Around this time my dh's ex also became chronically ill, had to give up work and there was lots of pressure on the kids, they took it out on me. Those poor kids were constantly dialling 999 because they were convinced (by her) she was dying, she was never once taken to hospital and had every medical test and scan invented. Not a night in hospital, no diagnosis and finally this year her now adult children have finally accepted that the only problem she has is a psychological one. It's bloody tragic.
2010 was the year from hell - a repeat admission to the spinal unit on 02/06/10 because I started to lose the feeling in my left arm. My friends stopped visiting, I was always asleep, I slept in 20 minute cycles, sleep wake up rinse and repeat. I was transferred to a rehabilitation unit and finally went home on 13/08/10. My eldest daughter gave birth to her second DD but I couldn't go and be with her.
By now I had a Solicitor who specialises in Cauda Equina, he has become a close friend.
More surgery was mentioned, I wasn't keen. Youngest DD got a music scholarship to a boarding school for sixth form. Half a term in the police arrived on my doorstep to tell me that one of her music teachers had been arrested and they had evidence that she was one of seven girls he had sexually abused. No wonder she wanted to get away, it happened when her mummy was in hospital, if I ever see that man in the street in years to come I will rip him apart with my bare hands.
2011 our first dgs was born and my son and his partner had moved closer to us to help. My DD travelled from NZ with her seven month old and toddler alone to see me. It was a disaster, she wasn't prepared for the shock and reality of how broken I was and she fell out with everyone. She was suffering from pnd and needed her mum, I will take that guilt to my grave.
2011 I was also diagnosed with suicidal depression, there were carers, they helped me dress and wash and were pretty shit.
There were three admissions to hospital with pneumonia each time it was blamed on me taking too much morphine - I hadn't.
2012 my father died but I didn't really care, we had no relationship it's very sad. My second eldest son was diagnosed with MS, it had taken him almost two years to tell me, I tried to kill myself twice.
My consultant left for another hospital and handed me on to the one who still looks after me today. He persuaded me to have a fresh MRI scan, told me he was sorry, that meant so much.
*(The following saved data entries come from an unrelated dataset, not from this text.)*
Issue #1031, opened 2022-11-16
Reduce BPF related memory allocations


brancz:
When trying to deploy parca-agent on low-memory nodes I get various memory related errors:

```
libbpf: Error in bpf_create_map_xattr(unwind_table_1):Operation not permitted(-1). Retrying without BTF.
libbpf: map 'unwind_table_1': failed to create: Operation not permitted(-1)
libbpf: permission error while running as root; try raising 'ulimit -l'? current value: 4096.0 MiB
libbpf: failed to load object 'parca'
level=error name=parca-agent ts=2022-11-16T08:38:09.3139736Z caller=main.go:153 err="load bpf object: failed to load BPF object: operation not permitted"
```

javierhonduco:
Just in case somebody bumps into this, I am working on a fix, need to do some more testing once I have the cycles. Will most likely be ready for review this evening or tomorrow morning 😄

brancz:
Closed by #1042

PR #1042, opened 2022-11-17
bpf: Reduce BPF map memory usage

javierhonduco:
Reduce BPF map memory usage by using one BPF map for the multiple shards.

When sharding was introduced, multiple BPF maps were added for each of the shards. This is very wasteful as the kernel must preallocate **and** lock the memory, so it can never be paged out.

The other issue is that machines with low memory count would not have enough memory to create all the maps.

Before this commit we were using 3 shards * 256 (MAX_PID_MAP_SIZE ) * 64B * 2 (size of each row) * 250k MAX_UNWIND_TABLE_SIZE + other metadata that's not too big ~= 24.6GB. This is obviously a ridiculous amount of memory.

This commit changes the sharded table scheme to just use one BPF map where they key is (pid, shard_id) with the same size, so it will roughly lock 8GB. This number is still rather large. I've reduced `MAX_PID_MAP_SIZE` to 100, which brings the locked memory now to 3.2GB.

The good news is that by using a single BPF map we can easily fine-tune the shard size to a more reasonable value in the future.

Memory usage should be reduced in the userspace code, too, as before we were naively adding all the shards to their buffer and then writting them. This commits reuses the created buffer and never holds the whole, BPF-friendly unwind table in memory.

## Testplan
image

No errors:
```
[javierhonduco@fedora parca-agent]$ sudo bpftool prog tracelog      | grep error
^C
[javierhonduco@fedora parca-agent]$
```

We hit the 2nd shard
```
[javierhonduco@fedora parca-agent]$ sudo bpftool prog tracelog      | grep -i shard | grep -v 'Shard 1'
      postmaster-736637  [004] d.h2.  5730.961535: bpf_trace_printk:     Shard 2
      postmaster-736637  [004] d.h2.  5730.961540: bpf_trace_printk:     Shard 2
      postmaster-736637  [010] d.h2.  5731.401629: bpf_trace_printk:     Shard 2
      postmaster-736637  [002] d.h2.  5732.581626: bpf_trace_printk:     Shard 2
      postmaster-736637  [002] d.h2.  5732.581631: bpf_trace_printk:     Shard 2
      postmaster-736637  [003] d.h2.  5735.131818: bpf_trace_printk:     Shard 2
      postmaster-736637  [003] d.h2.  5735.131823: bpf_trace_printk:     Shard 2
      postmaster-736637  [001] d.h2.  5736.231871: bpf_trace_printk:     Shard 2
      postmaster-736637  [001] d.h2.  5736.231876: bpf_trace_printk:     Shard 2
```

### DIFF
--- a/bpf/cpu/cpu.bpf.c
+++ b/bpf/cpu/cpu.bpf.c
@@ -29,9 +29,9 @@
 #define MAX_STACK_TRACES 1024
 // Number of items in the stack counts aggregation map.
 #define MAX_STACK_COUNTS_ENTRIES 10240
-// Size of the `<PID, unwind_table>` mapping. Determines how many
+// Size of the `<(pid, shard_id), unwind_table>` mapping. Determines how many
 // processes we can unwind.
-#define MAX_PID_MAP_SIZE 256
+#define MAX_PID_MAP_SIZE 100
 // Binary search iterations for dwarf based stack walking.
 // 2^20 can bisect ~1_048_576 entries.
 #define MAX_BINARY_SEARCH_DEPTH 20
@@ -104,6 +104,11 @@ typedef struct stack_count_key {
   int user_stack_id_dwarf;
 } stack_count_key_t;
 
+typedef struct unwind_tables_key {
+  int pid;
+  int shard;
+} unwind_tables_key_t;
+
 typedef struct unwind_state {
   u64 ip;
   u64 sp;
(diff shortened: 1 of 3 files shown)


javierhonduco:
Fixes https://github.com/parca-dev/parca-agent/issues/1031

brancz (approved):
Nice work! lgtm

v-thakkar (approved):
LGTM :rocket:

kakkoyun:
We should have merged this against the release branch 😅 Since it's a fix. We will merge the release branch when we tag something. I will cherry-pick.

brancz:
Does it really matter? We could also just merge things into main and merge everything back into the release branch. As long as it’s the latest release it doesn’t really matter does it?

The MRI showed healed fractures at C4/5/6/7 and bone fragments sitting next to my spinal cord. I had surgery a few days later, bones re broken and internal fixaters put in. It was confirmed that my neck was broken and could be clearly seen on the original scan unfortunately I was outside the four year negligence claim period. It meant dick shit consultant got away with that. Once again there were breathing problems post surgery.
2013 utter shit, pneumonia, chest infections and still the fucking 20 minute sleep cycles. The only good bits were my clinical negligence claim settled, another grandson arrived. By now I had carers with me all day everyday basically on suicide watch. My step children told there dad he would be better off without me and he should divorce me, it broke his heart. I would have happily let him go, I had no interest in anything. The only good thing was a respiratory physio saw me and told me most of my chest muscles were inactive, I was only breathing into the top two inches of lung, she left me with a lung volume recruitment bag that I could use to fully inflate my lungs, she suspected I was unable to clear carbon dioxide but no tests were ordered. It did transform my life, I was awake more, I could do things and did experience a little bit of joy.
2014 we moved out of our house for almost ten months while it was adapted for my needs, I love my home. Things with my step children were intolerable, they no longer spoke to me even when dh was around, when he wasn't they were hurtful.
Exhausted now - if anyone wants me to continue do let me know.